FOM: pointless numbered postings?

[friedman@math.ohio-state.edu]

Some time ago, I made a flurry of numbered postings about incompleteness, and 
things have calmed down considerably since then. Questions were raised about 
the point of them, their significance for f.o.m., etcetera. See

charles silver" <silver_1 at mindspring.com> 
       Date: Wed, 27 Mar 2002 06:40:58 -0600 

wiman lucas raymond <lrwiman at ilstu.edu> 
       Date: Wed, 27 Mar 2002 11:28:38 -0600 (CST)* 

*see wiman lucas raymond <lrwiman at ilstu.edu> 
       Date: Wed, 27 Mar 2002 20:04:32 -0600 (CST) 

Martin Davis <martin at eipye.com> 
       Date: Wed, 27 Mar 2002 11:23:53 -0800 

Richard Heck <heck at fas.harvard.edu> 
       Date: Wed, 27 Mar 2002 15:26:42 -0500 

sandylemberg at juno.com 
       Date: Wed, 27 Mar 2002 17:16:57 -0700 

"Insall" <montez at rollanet.org> 
       Date: Thu, 28 Mar 2002 02:55:22 -0600 

>From Silver:

>    I have a question: Whatever is "foundational" about Harvey Friedman's
copious, exceedingly technical postings?   

They are meant to address the question "Does normal mathematics need new 
axioms?" positively by means of examples.

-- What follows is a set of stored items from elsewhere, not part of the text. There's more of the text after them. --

PR #1687, opened 2015-04-14
service migration clone support

wwwtyro:


facade/service.go
```diff
@@ -176,32 +176,90 @@ func (f *Facade) MigrateService(ctx datastore.Context, request dao.ServiceMigrat
...
-				glog.V(2).Infof("Facade:MigrateService: dry-run of migration script complete for serviceID %+v", svc.ID)
+	// Validate the modified services.
+	for _, svc := range svcsMap["modified"] {
+		if err = f.verifyServiceForUpdate(ctx, svc, nil); err != nil {
+			return err
+		}
+	}
+
+	// Validate the cloned services.
+	existing, err := f.serviceStore.GetServices(ctx)
```
tgjonestx: This function is getting really long. Can you refactor lines 192-213 into a private method, something like validateClonedServices?

facade/service.go
```diff
@@ -176,32 +176,90 @@ func (f *Facade) MigrateService(ctx datastore.Context, request dao.ServiceMigrat
...
+		if err = f.stopServiceForUpdate(ctx, *svc); err != nil {
+			return err
+		}
+		if err = f.migrateService(ctx, svc); err != nil {
+			return err
 		}
 	}
 
-	return err
+	// Wipe out the cloned service's endpoint AddressAssignment data.
```
tgjonestx: Seems like this should be part of validateClonedServices. Is there any reason for these updates to Endpoints to occur at this particular point in the execution path?

facade/service.go
```diff
@@ -176,32 +176,90 @@ func (f *Facade) MigrateService(ctx datastore.Context, request dao.ServiceMigrat
...
+	for _, svc := range svcsMap["cloned"] {
+		for _, ep := range svc.Endpoints {
+			ep.AddressAssignment = addressassignment.AddressAssignment{}
+		}
+	}
+
+	// Add the cloned services.
+	for _, svc := range svcsMap["cloned"] {
```
tgjonestx: We should verify this with someone who knows the domain better than I do, but I'm guessing that cloned services need to be added BEFORE modified services are migrated. Specifically, if I create a clone and then reparent an existing service to that clone, then I'm guessing the update for the existing service will fail if the clone does not already exist when we migrate the existing service.

tgjonestx:
The last 2 commits address my earlier comments, but I think we need (at least) 4 more tests cases in controlplanedao_test.go to cover this new logic:

1. A successful clone 
1. A clone that fails validation because of a duplicate service name
1. A clone that fails validation because of a duplicate endpoint
1. A clone that fails AddService; for instance, the value of DesiredState is invalid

There are criteria for "normality" 
according to current mathematical culture. These criteria have evolved into 
their present state over hundreds of years, in fits and starts. There is much 
than can be said about this notion of "normality". 

Given recent unexpected successes (see my postings #126, #150, #151). and the 
reactions, I can advantangeously rephrase this question as "Does normal 
beautiful mathematics need new axioms?"

>Perhaps that's the
inevitable evolution of mathematicians with philosophical interests: towards
increasingly more technical work, I don't know.    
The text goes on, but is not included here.